3. Service & Support
Content creation is not the only support a sign shop can offer. Maintenance and technical service are other ways sign shops can stay involved with a client long after the install is done.
First and foremost, make sure you’re knowledgeable about the warranty the sign comes with, the ability for maintenance/service, and accessibility of repair parts. “If there are no parts available in the United States, or if no one has the schematics of how to work them, then you really don’t have a warranty,” says Mike Lewis, chief executive officer of Sign Store Macon in Georgia. “It’s a piece of machinery, sooner or later something will break. And we actually have the parts on our truck so that makes it easy to go out. Usually we can get the signs repaired with one service call versus going out and trying to determine the problem, calling the supplier and getting them to send the parts, and having to go back again. So having that dedicated truck and repair person really is a big factor in our business.”
Springfield Sign touts the importance of keeping the support in-house. “We have in-house technical support for troubleshooting that’s available seven days a week. Of course, the manufacturer has some of theirs too, but we prefer if we sell a unit to an end user, we want to be the company that supports them the first line of defense,” says Watts. “We have in-house tech support that we troubleshoot for, and then if we have to go back to the manufacturer we will, but we try to make it as easy and as seamless for the end user as can be. They’re making a sizeable investment, whether indoor or outdoor units, so we feel it’s our duty as provider of this product to stand behind it, service it, and make it as easy for them to use as possible.”

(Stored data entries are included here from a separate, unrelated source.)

PR #1140, opened 2015-06-01
window.postMessage support

jeffcarp:
Here's a first draft of window.postMessage support.

```js
window.postMessage(message, targetOrigin, transfer)
```
Spec: https://html.spec.whatwg.org/#crossDocumentMessages

**Questions**:

- Is there a canonical place to get correct error message text? I used Chrome's for [lib/jsdom/living/postmessage.js](https://github.com/jeffcarp/jsdom/blob/postmessage/lib/jsdom/living/postmessage.js#L13).

**Deviations from the spec**:

- Does not implement `event.ports` (due to `MessagePort` not being in jsdom)
- Does not implement `event.source`
- Does not implement the third argument, `transfer`
- `message` is not cloned
- Is not asynchronous (to the best of my knowledge it all happens in the same event loop)
- Does not implement functionality where `targetOrigin` is `"/"`
- `targetOrigin` checking is implemented in this PR but is not fully integration tested

**Ideas**:

- Should VirtualConsole have an option to proxy messages from all windows? Currently the only way to get all console messages from all windows is to attach to them individually.
- Via discussion in #jsdom, should a warning be put in the README about the lack of cross-origin security enforcement?


lib/jsdom/living/postmessage.js
```diff
@@ -0,0 +1,25 @@
...
+module.exports = function (message, targetOrigin) {
+  let window = this;
+  let event;
+
+  if (!targetOrigin) {
+    throw new TypeError("'postMessage' requires a second argument 'targetOrigin'");
+  }
+
+  if (!isValidTargetOrigin(targetOrigin)) {
+    throw new SyntaxError("Failed to execute 'postMessage' on 'Window': " +
```
domenic: This is actually a DOMException type :-/. Super-confusing, I know.

lib/jsdom/living/postmessage.js
```diff
@@ -0,0 +1,25 @@
+"use strict";
+const isValidTargetOrigin = require("../utils").isValidTargetOrigin;
+
+module.exports = function (message, targetOrigin) {
+  let window = this;
+  let event;
+
+  if (!targetOrigin) {
```
domenic: Should check `arguments.length < 2`, and then do `targetOrigin = String(targetOrigin)`. Passing `undefined` should be equivalent to passing `"undefined"`.

lib/jsdom/living/postmessage.js
```diff
@@ -0,0 +1,25 @@
+"use strict";
+const isValidTargetOrigin = require("../utils").isValidTargetOrigin;
+
+module.exports = function (message, targetOrigin) {
+  let window = this;
+  let event;
```
domenic: Why not `const event` later.

lib/jsdom/living/postmessage.js
```diff
@@ -0,0 +1,25 @@
+"use strict";
+const isValidTargetOrigin = require("../utils").isValidTargetOrigin;
+
+module.exports = function (message, targetOrigin) {
+  let window = this;
```
domenic: `const` not `let`

lib/jsdom/living/postmessage.js
```diff
@@ -0,0 +1,25 @@
...
+  if (!isValidTargetOrigin(targetOrigin)) {
+    throw new SyntaxError("Failed to execute 'postMessage' on 'Window': " +
+      "Invalid target origin '" + targetOrigin + "' in a call to 'postMessage'.");
+  }
+
+  if (targetOrigin !== "*" && targetOrigin !== window.origin) {
+    return;
+  }
+
+  event = window.document.createEvent("MessageEvent");
```
domenic: I think we have event constructors working... if so would be best to use them.

lib/jsdom/utils.js
```diff
@@ -277,3 +277,19 @@ exports.visitTree = function (root, callback) {
...
+  return (
+    parsedURL.protocol !== null &&
+    parsedURL.host !== null &&
+    parsedURL.path !== null
+  );
+}
+
+exports.isValidTargetOrigin = function (str) {
+  return (
+    str === "*" ||
```
domenic: Spec allows `"/"` also

lib/jsdom/utils.js
```diff
@@ -277,3 +277,19 @@ exports.visitTree = function (root, callback) {
   }
   visit(root);
 };
+
+function isValidAbsoluteURL(str) {
```
domenic: Put a `// TODO URL: be more rigorous` here so @Sebmaster can remember to base this on whatwg-url when that gets merged.

test/living-html/postmessage.js
```diff
@@ -0,0 +1,123 @@
+"use strict";
+
```
domenic: This file needs a lot more `const`s... hmm, gotta enable that eslint rule.

test/util.js
```diff
@@ -81,3 +81,15 @@ exports.todo = function (test, fn) {
     // add more as needed
   });
 };
+
+exports.injectIFrameWithScript = function (document, scriptStr) {
+  scriptStr = scriptStr || "";
+  let iframe = document.createElement('iframe');
```
domenic: Are we not linting this file? :( double quotes, const

test/util.js
```diff
@@ -81,3 +81,15 @@ exports.todo = function (test, fn) {
...
+  document.body.appendChild(iframe);
+
+  let scriptTag = iframe.contentWindow.document.createElement('script');
+  scriptTag.innerHTML = scriptStr;
```
domenic: textContent not innerHTML

lib/jsdom/living/postmessage.js
domenic: Actually it looks like you need to implement a new Event interface: https://html.spec.whatwg.org/multipage/comms.html#messageevent can be its own file in living.

lib/jsdom/living/postmessage.js
```diff
@@ -0,0 +1,25 @@
...
+  event.initEvent("message", false, false);
+  event.data = message;
```
domenic: Missing `origin`, `source`, and `ports`.

lib/jsdom/living/postmessage.js
```diff
@@ -0,0 +1,25 @@
...
+  window.dispatchEvent(event);
```
domenic: Should queue a task for this. I can't remember if we have something for task-queueing already, or whether just `setImmediate` is what you should go with.

lib/jsdom/living/postmessage.js
```diff
@@ -0,0 +1,25 @@
...
+  if (!targetOrigin) {
+    throw new TypeError("'postMessage' requires a second argument 'targetOrigin'");
+  }
+
+  if (!isValidTargetOrigin(targetOrigin)) {
+    throw new SyntaxError("Failed to execute 'postMessage' on 'Window': " +
+      "Invalid target origin '" + targetOrigin + "' in a call to 'postMessage'.");
+  }
+
+  if (targetOrigin !== "*" && targetOrigin !== window.origin) {
```
domenic: Needs `/` support. In general try to follow the spec's step 9 here more exactly.

lib/jsdom/living/postmessage.js
domenic: I think we should structured clone this. https://github.com/traviskaufman/cycloneJS was quite good last I checked.

test/living-html/postmessage.js
```diff
@@ -0,0 +1,123 @@
...
+    window.parent.iframeReceiver.contentWindow.postMessage("ack", "*");
+  `);
+
+  window.onload = function () {
+    test.ok(window.postMessageEvent.data === "ack");
+    test.done();
+  };
+};
+
+exports["postMessage respects absolute URL targetOrigins"] = function (test) {
```
domenic: s/respects/silently rejects/ I think?

test/living-html/postmessage.js
domenic: s/test/t/g in this file

domenic:
Overall a great start!! Very excited for this :D. The biggest missing piece is I think MessageEvent (some work) and structured cloning (hopefully just hooking up CycloneJS).

> Is there a canonical place to get correct error message text? I used Chrome's for lib/jsdom/living/postmessage.js.

Nope, implementations can make up their own errors---e.g. for localization purposes.

> - Does not implement event.source
> - Does not implement functionality where targetOrigin is "/"

Any reason for these? Shouldn't be too hard...

> Should VirtualConsole have an option to proxy messages from all windows? Currently the only way to get all console messages from all windows is to attach to them individually.

I think we should just automatically make this happen. When creating a sub-window, pass in your current virtual console.

lib/jsdom/living/postmessage.js
domenic: Hmm. Realizing that we'd have to add clone callbacks for all DOM classes gives me pause. We can leave that for the future ... eventually ...

test/living-html/postmessage.js
domenic: I think it should be possible to add tests that don't do script injection but instead reach directly into the iframe and call its postMessage/set its event handlers. No need to duplicate the existing ones all in that style, but one or two would be nice.

lib/jsdom/living/postmessage.js
jeffcarp: How about `arguments.length !== 2` with the error message `"'postMessage' requires 2 arguments: 'message' and 'targetOrigin'"`?

domenic: Extra arguments are allowed, so < 2 is better.

jeffcarp: Oops :grimacing: sounds good - I'll update the PR.

lib/jsdom/living/postmessage.js
jeffcarp: Is the correct invocation `throw new DomException("SyntaxError", "Failed to execute 'postMessage'...`?

domenic: Unfortunately not quite... I think it's `throw new DOMException(DOMException.SYNTAX_ERR, "Failed...")`.

You'll also need to require() the dom exception module, but thankfully that's nice and isolated these days.

jeffcarp: Cool, thanks! :smile:

lib/jsdom/living/postmessage.js
jeffcarp: Just to clarify, since I can't find a ton more information on the `/` option, using a `/` as `targetOrigin` means that it only proceeds if `sendingWindow.origin === targetWindow.origin`?

> If the targetOrigin argument is a single literal U+002F SOLIDUS character (/), and the Document of the Window object on which the method was invoked does not have the same origin as the responsible document specified by the entry settings object, then abort these steps silently.

test/living-html/postmessage.js
jeffcarp: The script injection is a remnant from when I was originally using separate HTML files for each test, similar to [test/window/frame.js](https://github.com/tmpvar/jsdom/blob/c59ad9a8f20508fc2b199195891ef62999ba7b8c/test/window/frame.js)

Now that the strings are completely static, as you pointed out, this approach doesn't make much sense anymore. Would it be alright if I removed the script injection and reached directly into the iframes for all tests?

lib/jsdom/living/postmessage.js
domenic: Yes, exactly.

test/living-html/postmessage.js
domenic: Sure! Maybe keep one script injection test just for coverage's sake.

jeffcarp:
Thanks for all the help so far! I addressed most of the issues but I need a bit of help with these two:

`MessageEvent`

- I wasn't sure exactly what this entails. I attempted to implement it in the files below, let me know if this is going in the right direction.
  - https://github.com/tmpvar/jsdom/pull/1140/files#diff-a6fe01c85d52438d462154c3e7eb7928R1
  - https://github.com/tmpvar/jsdom/pull/1140/files#diff-fa1e1623f9e3abbd91795adcfe328f87R76

Supporting `event.source`, `event.origin`, and `targetOrigin === "/"`

- I may be missing something obvious, but what is the best way to get the sending window in `lib/jsdom/living/postmessage.js`? The only way I can think of is to use some crazy `caller` reflection which seems less than kosher.
  - Relevant location: https://github.com/tmpvar/jsdom/pull/1140/files#diff-aaa4c6887643e04d4d3fdcd8d296c962R21

Also:

- Task queuing
  - I couldn't find any sort of event queuing code so I used `setImmediate`.

domenic:
MessageEvent is looking OK, but a few notes:

- Keep the inheritance in the same file
- Call the super-constructor so that you get _type, _bubbles, _cancelable set correctly, as well as all the rest of the state. This also allows you to omit the `typeof eventInit` test.
- Don't define getters on `this`. Use underscored properties on `this`, then define getters on the prototype.

To inherit from event, you'll probably have to move from the nice simple model where `module.exports` is the MessageEvent constructor, to the more convoluted model where you have a factory taking a `core` object, like in https://github.com/tmpvar/jsdom/blob/master/lib/jsdom/living/element.js

> I may be missing something obvious, but what is the best way to get the sending window in lib/jsdom/living/postmessage.js

Hmm, yeah this may indeed be hard or impossible due to the fact that (unlike browsers) we don't have separate copies of each prototype for each window.

In fact it's going to be impossible in the general case, because what if io.js code calls postMessage?? What's the "calling window" then? Ugh.

Maybe just add a TODO linking to this comment for those.

jeffcarp:
Cool - cleaned up MessageEvent, turned it into a factory, and added TODOs in appropriate places.

> because what if io.js code calls postMessage?? What's the "calling window" then?

Since this is unspecified behavior, can jsdom just leave `event.source` empty? I don't think it would break existing code and it sounds like a reasonable limitation.

domenic:
Yeah probably. Would still have to figure out how to get the source window in the other cases though. Normally the browser figures that out because `destWindow.postMessage === sourceWindow.HTMLIFrameElement.prototype.postMessage` whereas `destWindow.postMessage !== destWindow.HTMLIFrameElement.prototype.postMessage`. But in jsdom they are the same.

domenic:
This is officially good enough that I'm going to adopt it and do any remaining tweaks myself. Thanks!! Working on it now.

domenic:
Merged as 14323d51e96f8a3aa5a8fe1de2a6c506473d6f1d with a few tweaks. Woohooooo!!!

jeffcarp:
Awesome!! Thanks for all the help!

robot dance

bchociej:
Hi all,

Just wanted to let you all know that the missing `event.origin` field breaks some tests of mine that use Stripe.js, which calls `e.origin.replace(...)` on the message event unconditionally. I'd be happy to dig in and see if I can help out with adding that functionality.

(Here is the exact error: ` Error: Cannot read property 'replace' of undefined (lib/stripe-debug.js:2051)`. That file is provided by Stripe at https://js.stripe.com/v2/stripe-debug.js as a debug version of their library.)

Meanwhile, if anyone else runs into this problem, the following workaround is sufficient for my integration tests (though you should not use it in real code!).

```javascript
window.addEventListener('message', function(e) {
	e.origin = window.location.origin;
});
```

domenic:
Hmm, maybe @Sebmaster can work on adding at least a dummy `event.origin` in #1258?

Sebmaster:
Yeah, it's already automatically generated, should work, just doesn't do any validation.

domenic:
It might be nice to add a line similar to @bchociej's, e.g. in the code that dispatches postMessage, it could set origin correctly. We can do that after #1258 lands... I'll open a new tracking bug.

dijs:
Is there an example usage of postMessage anywhere? I cannot get it to work properly.

My code:

```js
import { expect } from 'chai';
import sinon from 'sinon';
import jsdom from 'jsdom';

describe('post messaging', () => {
  it('should ...', (done) => {
    jsdom.env({
      url: "http://bar.com/",
        const frame = window.document.createElement('iframe');
        frame.setAttribute('src', 'http://foo.com/');
        window.document.body.appendChild(frame);
        console.log('Sending post message');
        window.addEventListener('message', e => {
          console.log('Window received message', e.data);
          done();
        });
        frame.contentWindow.postMessage({
          app: 'payment-prototype',
          type: 'ready',
        }, '*');
      } // done
    }); // env
  });
});
```

domenic:
It looks like you are posting the message to `frame.contentWindow` but adding your message handler to `window`.

dijs:
I am trying to post a message from the iframe to it's parent window.

domenic:
Then you should use `window.postMessage`, not `frame.contentWindow.postMessage`.

dijs:
Like this?

```js
jsdom.env({
      url: "http://bar.com/",
        const frame = window.document.createElement('iframe');
        frame.setAttribute('src', 'http://foo.com/');
        window.document.body.appendChild(frame);
        console.log('Sending post message');
        frame.contentWindow.addEventListener('message', e => {
          console.log('iframe received message', e.data);
          done();
        });
        window.postMessage({
          app: 'payment-prototype',
          type: 'ready',
        }, '*');
      } // done
    }); // env
```

domenic:
No. Now you are listening for the message on `frame.contentWindow`, but posting it to `window`. You need to put the message event handler on the same place you call `postMessage` on.

This is perhaps a better question for StackOverflow, as it is not jsdom specific. If you try code like that in a browser you will find it does not work either. See https://jsbin.com/jenututevu/edit?html,output

dijs:
You are right, I guess I do not fully understand this messaging. Sorry to waste time.

scarletsky:
Hi guys.
Just want to ask when will `event.origin` and `event.source` implement in postMessage ? Without these two property, my following test always failed. 😢 

```js
function onMessage(event) {
    event.source.postMessage('data', '*');
}
```

bchociej:
This is a really old pull request thread; it might be better to post a new issue or see if there's a jsdom chat/discussion someplace.

That said, if I recall correctly, it is essentially impossible to detect origins for emulated postMessage calls in the browser due to security restrictions.

scarletsky:
Thanks for your reply. So I think I should refactor my tests without
`event.source`.

Ben Chociej <notifications@github.com> 于2018年7月31日周二 上午2:29写道：

PR #1148, opened 2015-06-11
document.open() should return the Document on which the method was invoked

ryanseddon:
As mentioned in the last step of the [spec](https://html.spec.whatwg.org/multipage/webappapis.html#opening-the-input-stream:document-37) `document.open` should return the `Document` it was invoked on.

### DIFF
--- a/lib/jsdom/level2/html.js
+++ b/lib/jsdom/level2/html.js
@@ -297,6 +297,7 @@ inheritFrom(core.Document, core.HTMLDocument, {
     this._childNodes = [];
     this._documentElement = null;
     this._modified();
+    return this;
   },
   close : function() {
     this._queue.resume();
--- a/test/level2/html.js
+++ b/test/level2/html.js
@@ -19938,5 +19938,13 @@ exports.tests = {
 
     test.ok(div.toString() === '[object HTMLDivElement]', 'div.toString() should return "[object HTMLDivElement] just like a browser');
     test.done();
+  },
+
+  document_open_return_self: function(test) {
+    var doc = load("document");
+    var docOpen = doc.open();
+    doc.close();
+    test.ok(doc === docOpen, 'doc.open() should return the Document on which the method was invoked');
+    test.done();
   }
 };


ryanseddon:
So I have a scenario where I'm getting some weird behaviour with `this.body`.

I have the following code:

```js
var doc = iframe.contentWindow.document;

doc.open().hasLoaded = function() {
  // inject contents into iframe
  this.body.innerHTML = '...';
};
doc.write('<body onload="document.hasLoaded();">');
doc.close();
```

With this PR jsdom now correctly calls the onload method, but now `this.body` inside `hasLoaded` gets the parent body and not the iframe body like all actual browsers do. Any ideas on how to fix this?

Doing `this.getElementsByTagName('body')[0]` works correctly.

Sebmaster:
Haven't looked at it but my idea is this: the string given to even handlers is executed via `vm.runInContext`. However, we don't create seperate sandboxes for iframes so the globally defined document applies.

No idea how the reference to `this` fits in there though.

ryanseddon:
If I change [level2/html.js#L351-L358](https://github.com/tmpvar/jsdom/blob/master/lib/jsdom/level2/html.js#L351-L358)

```js
get body() {
  var body = this.getElementsByTagName('body')[0];

  if (!body) {
    body = this.getElementsByTagName('frameset')[0];
  }
  return body;
}
```

It works fine.

Sebmaster:
We'd have to do that for every getter though. We'll need to get to the bottom of this.

ryanseddon:
Yep I have a feeling it's something here [level2/html.js#L166-L171](https://github.com/tmpvar/jsdom/blob/master/lib/jsdom/level2/html.js#L166-L171)

ryanseddon:
Any idea on this?

domenic:
Looking at this problem it doesn't seem to be as weird as @Sebmaster is implying. (I might be missing something though.)

@ryanseddon I cannot reproduce within our test framework. Can you add a failing test? Here was my attempt; instead it just passes instead.

```js
  'iframe window, body, documentElement properties': function (t) {
    const document = jsdom.jsdom("<!doctype html>");
    const iframe = document.createElement("iframe");
    const window = document.defaultView;

    iframe.onload = function () {
      const iDocument = iframe.contentWindow.document;

      iDocument.hasLoaded = function () {
        t.notEqual(window, iframe.contentWindow, "window should not be equal");
        t.notEqual(window.document, iDocument, "document should not be equal");
        t.notEqual(window.document.documentElement, iDocument.documentElement,
          "documentElement should not be equal");
        t.notEqual(window.document.body, iDocument.body, "body should not be equal");

        t.equal(this, iDocument, "this should be correct");
        t.equal(this.defaultView, iframe.contentWindow, "window should be correct");
        t.equal(this.documentElement, iDocument.documentElement, "documentElement should be correct");
        t.equal(this.body, iDocument.body, "body should be correct");

        t.done();
      };

      iDocument.write("<body onload='document.hasLoaded();'></body>");
    };

    document.body.appendChild(iframe);
  }
```

(in test/window/frame.js)

domenic:
Anyway, merged as e136b5802ffeb222ed298355deda0ccb4776730c; maybe open another issue with the failing test for the other thing?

Indigo Signs points to the benefits of remote troubleshooting as well. “What’s really nice is a lot of these systems today, they have cellular modems so we can remote in. In the past, for years, we’d have to send somebody out to the site to replace and do some training with them. Now, with the remote modems, we can remotely log into their system and see what the issue is, do a reset, and help them,” says Danio. “We log in, and we can help take care of some basic system issues. Now say it’s a module that goes out. We’d have to send a crew out there, replace the module.”